Common Pattern: Tagged Unions
A common pattern is to pair a union with an enum to track which member is currently valid:
enum DataType {
TYPE_INT,
TYPE_FLOAT,
TYPE_STRING
};
struct Data {
enum DataType type;
union {
int intValue;
float floatValue;
char* stringValue;
} value;
};
// Usage
struct Data d;
d.type = TYPE_INT;
d.value.intValue = 42;
// Check type before accessing
if (d.type == TYPE_INT) {
printf("Integer: %d\n", d.value.intValue);
}
Unions for Bit Manipulation
Unions are particularly useful for accessing the same data at different granularities:
union Color {
unsigned int rgba; // 32-bit color value
struct {
unsigned char r; // Red channel
unsigned char g; // Green channel
unsigned char b; // Blue channel
unsigned char a; // Alpha channel
} channels;
};
// Usage
union Color c;
c.rgba = 0xFF00FF80;
// Access individual channels
printf("Red: %d\n", c.channels.r); // 0x80
printf("Alpha: %d\n", c.channels.a); // 0xFF
Unions in Windows Heap Structures
Windows heap internals extensively use unions for memory efficiency and flexible field access. For example, a heap entry might have different interpretations depending on whether it’s allocated or free:
typedef struct _HEAP_ENTRY {
union {
struct {
unsigned short Size;
unsigned char Flags;
unsigned char SmallTagIndex;
};
unsigned int CompactHeader;
};
union {
// When allocated: internal flags
unsigned short UnusedBytes;
// When free: link to next free entry
void* NextFreeEntry;
};
} HEAP_ENTRY;
In this example:
- The first union allows accessing the header as individual fields or as a 32-bit integer for atomic operations.

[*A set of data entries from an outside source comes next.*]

Issue #9460, opened 2025-11-06
[Screen reader] Review of aria-live region announcements


microbit-robert:
### Check for duplicates

- [x] I have searched for similar issues before opening a new one.

### Description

- The second union reuses the same memory for different purposes depending on whether the block is allocated or free.
Anonymous Unions
Modern C (C11) and C++ allow anonymous unions within structures:
struct HeapBlock {
unsigned int header;
union { // Anonymous union
unsigned short size;
void* nextFree;
}; // No name for the union itself
};
// Usage - access members directly
struct HeapBlock block;
block.size = 16; // Not block.unionName.size
Unions with Bit Fields
Unions work well with bit fields for compact encoding:
union Flags {
unsigned int allFlags;
struct {
unsigned int flag1 : 1;
unsigned int flag2 : 1;
unsigned int count : 6;
unsigned int type : 4;
unsigned int reserved : 20;
} bits;
};
// Set entire value at once
union Flags f;
f.allFlags = 0;
// Or manipulate individual bits
f.bits.flag1 = 1;
f.bits.count = 15;
f.bits.type = 3;
Important Considerations
When working with unions, keep these points in mind:
- Only One Valid Member: Only the last member written is valid. Reading other members gives undefined behavior (except for type punning in some cases).

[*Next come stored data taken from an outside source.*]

PR #9483, opened 2025-11-26
feat: Add labels for `Toolbox` and `Flyout` content containers (experimental)

### LINKED ISSUE #9464: [Screen reader] Trees should have aria-labels or aria-labelledby attributes
### Check for duplicates

### Description

The toolbox tree and flyout tree are missing these attributes which I think are required to follow best practice. For most screen readers you can get enough context from the region change, but for some reason, JAWS does not announce the region change and the trees themselves don’t have labels. I have tried changing the JAWS settings (general verbosity and web page specific verbosity) to no avail. This change makes the NVDA readout more verbose, but I think this is necessary to support anyone using JAWS. 

It’s particularly bad in MakeCode without the tree labels as we move from the Basic category to the Basic flyout where the first item is the Basic `FlyoutLabel`, which is very confusing.

### Reproduction steps

1. 
2. 
3.

### Priority

_No response_

### Stack trace

```shell

```

### Screenshots

_No response_

### Browsers

_No response_

BenHenning:
## The basics

### Resolves

Fixes #9464

### Proposed Changes

Adds ARIA labels for `Toolbox` and `Flyout` ('s `Workspace`) containers to complement their existing region labels.

### Reason for Changes

In some cases certain screen readers (like NVDA) don't read out region labels. Previously, only the region labels provided context for currently being within the toolbox or flyout, so adding additional labels on the ARIA `tree` containers themselves ensures that these contexts are always read if the tree's context is read.

This adds redundancy with the region output if both are read, but ChromeVox at least adds some delay between finishing the tree's context and beginning the region's context and this seems to mesh well together. The fully read context now feels like: "here's an item, it's the toolbox tree, and that tree is within the toolbox region." Even though both regions only contain a single tree it doesn't feel dimorphic.

### Test Coverage

No new automated tests are needed for this experimental change.

This has been manually tested with ChromeVox to demonstrate the dual tree + region output for both toolbox and flyout:

[Screen recording 2025-11-26 2.52.22 PM.webm](https://github.com/user-attachments/assets/aa43ae81-9da6-4c79-b0fc-120146892aae)

### Documentation

### Additional Information

This was only tested on ChromeVox.

### DIFF
--- a/core/toolbox/toolbox.ts
+++ b/core/toolbox/toolbox.ts
@@ -226,6 +226,11 @@ export class Toolbox
       contentsContainer.style.flexDirection = 'row';
     }
     aria.setRole(contentsContainer, aria.Role.TREE);
+    aria.setState(
+      contentsContainer,
+      aria.State.LABEL,
+      Msg['TOOLBOX_ARIA_LABEL'],
+    );
     return contentsContainer;
   }
 
--- a/core/workspace_svg.ts
+++ b/core/workspace_svg.ts
@@ -801,6 +801,7 @@ export class WorkspaceSvg
     if (this.isFlyout) {
       // Use the block canvas as the primary tree parent for flyout blocks.
       aria.setRole(this.svgBlockCanvas_, aria.Role.TREE);
+      aria.setState(this.svgBlockCanvas_, aria.State.LABEL, ariaLabel);
     } else {
       browserEvents.conditionalBind(
         this.svgGroup_,


BenHenning (commented):
Spot check on code.

Mac CI failures _seem_ to be existing but there are more than I'm used to seeing. I don't see why this change would cause any new issues, and the tests are still passing on Linux so this is likely not affecting those tests.

BenHenning:
PTAL @maribethb.

/cc @microbit-robert in case you wanted to re-check this on the micro:bit side.

microbit-robert:
@BenHenning LGTM

maribethb (approved):

BenHenning:
Thanks @maribethb! Going ahead and merging this since the CI failures seem to be unrelated to this change.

- Initialization: Unions can be initialized, but only the first member is guaranteed to work portably in C (C++ and C99+ offer designated initializers).
- Alignment: The union is aligned to the most restrictive alignment requirement of its members.
- Padding: Some members may have trailing padding to match the union size.
- Endianness: Byte-order matters when accessing multi-byte values as bytes. Little-endian (x86/x64) and big-endian systems differ.
Why Windows Heap Uses Unions
The Windows heap structures use unions extensively because:
- Space Efficiency: Heap metadata must be minimal to reduce overhead. Unions allow different fields for different states without wasting space.
- Performance: Accessing the same data as different types (like a 32-bit integer or four 8-bit fields) enables efficient manipulation and atomic operations.
- State-Dependent Fields: Free and allocated blocks need different information, but unions allow both interpretations to coexist.
- Encoding/Decoding: Unions simplify encoding complex structures into compact formats and decoding them back.